Conversely, shorting at low levels is extremely risky. Price rebounds or trend reversals can cause substantial losses, while profit margins are limited.
Case study:
U.S. steel stocks (ticker X), from a high of $47.64 in early 2018, due to slowing U.S. economic growth, declining steel demand, and shrinking corporate profits, fell to a historic low of $4.54 in March 2021, a drop of over 90%. In such a clear bearish trend, investors can short at relatively high levels with high probability of profit.
Another example: the USD/JPY currency pair has been weakening since 2021. With the Bank of Japan ending its 17-year negative interest rate policy and the dollar entering a rate-cut cycle, continuing to short the yen is no longer wise; the market landscape has changed.
The core principle when choosing to buy long: only target assets with obvious shorting value and sufficient downward space. Small fluctuations with high transaction costs and fees may leave little profit.
Practical tips for stock buying for long positions
Timing entry at high levels
"High level" here does not mean shorting just because the stock is rising, but rather when the current price deviates from its fundamental value.
For example: if the shipping industry is inevitably facing excess capacity and falling freight rates, then when shipping stocks rise unreasonably, shorting and waiting for the price to return to a reasonable level is appropriate. But if the company's profits are rising and driving stock prices higher, shorting against the trend is counterproductive and likely to be "squeezed" (liquidation due to continued rise).
In terms of strategy, after a clear downtrend is established, establish short positions at relatively high points (previous highs or key resistance levels) and wait patiently for time and trend to reward you.
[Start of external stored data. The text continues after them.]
PR #55, opened 2016-06-15
Allow extra keyword arguments in functions

tavinathanson:
Allows arbitrary arguments in functions. Example:

```
def snv_count(row, hello, **kwargs):
    return hello

cohort.as_dataframe(snv_count, hello="new message")
```

@arahuja

### DIFF
--- a/cohorts/functions.py
+++ b/cohorts/functions.py
@@ -39,8 +39,8 @@ def nonsynonymous_snv_count(row, cohort, **kwargs):
 def missense_snv_count(row, cohort, **kwargs):
     patient_id = row["patient_id"]
     patient_missense_effects = cohort.load_effects(
-        only_nonsynonymous=True, 
-        patients=[cohort.patient_from_id(patient_id)], 
+        only_nonsynonymous=True,
+        patients=[cohort.patient_from_id(patient_id)],
         filter_fn=lambda effect, variant_metadata: type(effect) == Substitution,
         **kwargs)
     if patient_id in patient_missense_effects:
--- a/cohorts/load.py
+++ b/cohorts/load.py
@@ -329,21 +329,19 @@ class Cohort(Collection):
         def apply_func(on, col, df):
             """
             Sometimes we have functions that, by necessity, have more parameters
-            than just `row`. For a function like that, we assume that it has two
-            parameters: `row` and `cohort`. We use it to construct another function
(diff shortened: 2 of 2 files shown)


arahuja:
@tavinathanson what happens if I have multiple functions?

tavinathanson:
@arahuja like this?

```
def snv_count(row, fn_1, fn_2, **kwargs):
    fn_1(2)
    fn_2(3)
    return 1

cohort.as_dataframe(snv_count, fn_1=lambda x: 2, fn_2=lambda x: 3)
```

That works, unless I'm misunderstanding the question?

arahuja:
@tavinathanson sorry I meant
`cohort.as_dataframe([snv_count, missense_snv_count])`

tavinathanson:
@arahuja looks like it applies them to both, e.g.:

```
def snv_count(row, fn_1, fn_2, **kwargs):
    fn_1(2)
    fn_2(3)
    return 1

def snv_count_2(row, fn_1, fn_2, **kwargs):
    fn_1(2)
    fn_2(3)
    return 1

cohort.as_dataframe([snv_count, snv_count_2], fn_1=lambda x: 2, fn_2=lambda x: 3)
```

And ends up in an error if they don't take the same parameters.

If you need to use two functions with different parameters, you can wrap the functions in lambdas vs. passing them via `as_dataframe` arguments.

Does that seem reasonable/expected?

tavinathanson:
Spoke with @arahuja offline; he suggested that passing kwargs to multiple functions is weird/unexpected.

@arahuja as of the last commit, this works:

```
cohort.as_dataframe({"snv_count": lambda row: snv_count(row, fn_1=lambda x: 2),
                     "snv_count_2": lambda row: snv_count_2(row, fn_1=lambda x: 3)})
```

This errors:

```
cohort.as_dataframe([snv_count, snv_count_2], fn_1=lambda x: 2, fn_2=lambda x: 3)
```

tavinathanson:
@arahuja good to merge?

arahuja:
@tavinathanson Did this always a allow a dict? Did not know that. The amount of options (list or func or dict) still seems weird, but if that is how it has been before, looks good.

tavinathanson:
It did, and the code is largely reused between `dict` and `list`. It's there to make it easier to specify the column names. Here, with just a list of `lambda`s, the columns would just default to `column_0` and `column_1`. Does that make sense?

Preference for short-term trading
Stock short selling is often a short-term strategy. Positions are opened and closed within hours or minutes, avoiding overnight holdings. Advantages include:
Strictly set stop-loss points
Short selling is a high-risk trading method. Always set clear stop-loss levels when establishing a short position to ensure losses are within controllable limits. Unstopped short positions are equivalent to exposure to unlimited risk.
Capital management and position control
Short opportunities are rare and easy to grasp. Do not diversify or build positions gradually. Instead, when a high-probability opportunity is confirmed, allocate an appropriate amount of capital to the position, ensuring you can withstand potential reversals.
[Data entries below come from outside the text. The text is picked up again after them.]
PR #56, opened 2016-06-16
Fix bugs with caching and NaN handling

### LINKED ISSUE #26: Caching issues
Note the following scenario:
- Patient `2` removed from variant cache.
- Patient `2` underlying VCF file path deleted.
- `load_effects` called.
- Patient `2` doesn't exist; `print("Variants did not exist for patient %s" % patient.id)`
- `load_effects` called again, and nothing printed this time, because the `0` variants were cached in `load_effects`.

Long story short: errors need to be thrown so that we don't cache an error.

### LINKED ISSUE #54: Fix NaN situation
Described here: https://github.com/hammerlab/cohorts/pull/52#issuecomment-226265626

tavinathanson:
In this PR:
- Fix #54 by returning neoantigens as a dictionary of dataframes, more in line with how `load_variants` works, to track the difference between 0 and not-calculated neoantigens.
- Fix #26 by making sure we don't cache "0 effects" that are based on not-calculated/empty variants.
- Add `filter_not_null` to a few plotting functions where it was missing.
- Test 0 vs. NaN neoantigens by faking neoantigens in the cache.

cc @arahuja

### DIFF
--- a/cohorts/functions.py
+++ b/cohorts/functions.py
@@ -14,41 +14,57 @@
 
 from __future__ import print_function
 
+from .variant_filters import variant_qc_filter, effect_qc_filter, neoantigen_qc_filter
+
 import numpy as np
 from varcode.effects import Substitution
 
-def snv_count(row, cohort, **kwargs):
+def snv_count(row, cohort, qc_filter=False, **kwargs):
     patient_id = row["patient_id"]
     patient_variants = cohort.load_variants(
-        patients=[cohort.patient_from_id(patient_id)], **kwargs)
+        patients=[cohort.patient_from_id(patient_id)],
+        filter_fn=variant_qc_filter if qc_filter else None,
+        **kwargs)
     if patient_id in patient_variants:
         return len(patient_variants[patient_id])
     return np.nan
 
-def nonsynonymous_snv_count(row, cohort, **kwargs):
+def nonsynonymous_snv_count(row, cohort, qc_filter=False, **kwargs):
     patient_id = row["patient_id"]
     patient_nonsynonymous_effects = cohort.load_effects(
-        only_nonsynonymous=True, patients=[cohort.patient_from_id(patient_id)], **kwargs)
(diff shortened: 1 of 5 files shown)


cohorts/functions.py
```diff
@@ -14,40 +14,58 @@
 
 from __future__ import print_function
 
+from .variant_filters import variant_qc_filter, effect_qc_filter, neoantigen_qc_filter
+
 import numpy as np
 from varcode.effects import Substitution
 
-def snv_count(row, cohort, **kwargs):
+def snv_count(row, cohort, qc_filter=False, **kwargs):
```
arahuja, line 22: Any reason these default to `False` and not `None` directly?

cohorts/variant_filters.py
```diff
@@ -0,0 +1,53 @@
...
+
+import numpy as np
+from varcode import Substitution, Variant
+import re
+
+def variant_qc_filter(variant, variant_metadata):
+    somatic_stats = variant_stats_from_variant(variant, variant_metadata)
+
+    # Filter variant with depth < 30
+    if somatic_stats.tumor_stats.depth < 30 or somatic_stats.normal_stats.depth < 30:
```
arahuja, line 25: If moving this to `cohorts` should these be configurable?

cohorts/functions.py
tavinathanson, line 22: Seemed easier to say `qc_filter=True` than worry about which function to provide?

Separately, I think it probably makes sense to default to `True`, but that broke tests so I punted on it for now.

cohorts/variant_filters.py
tavinathanson, line 25: Figured I'd punt on that just to get it into the repo today?

tavinathanson:
@arahuja Good to merge or would you prefer I make it more customizable first?

arahuja:
No, looks good!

In other words: stay cautious during normal times, but once a stock with clear shorting value is identified, increase your position decisively and appropriately.
Summary of practical operation steps
Complete steps for stock buying for long positions:
Step 1: Choose and open a suitable trading account
Select between a margin account or CFD account based on your needs. Ensure the platform is regulated.
Step 2: Complete identity verification and fund deposit
Provide necessary ID documents, pass the platform’s suitability assessment, and deposit funds as required.
Step 3: Search and select shorting targets
Use fundamental, technical, and valuation analysis to identify stocks with shorting potential.
Step 4: Establish short positions at relatively high points
Step 5: Monitor positions and manage risks
Closely track the target’s movements, adjust stop-loss orders as needed (e.g., trailing stops), and close the position decisively upon reaching profit targets.
Final risk warning: The stock market is full of variables, and short selling is especially so. Whether going long or short, always base your decisions on clear trading logic. Do not enter impulsively if you lack sufficient understanding. Remember, no one can earn beyond their knowledge. Protect your capital, keep learning, and proceed steadily—this is the right path to long-term profitability.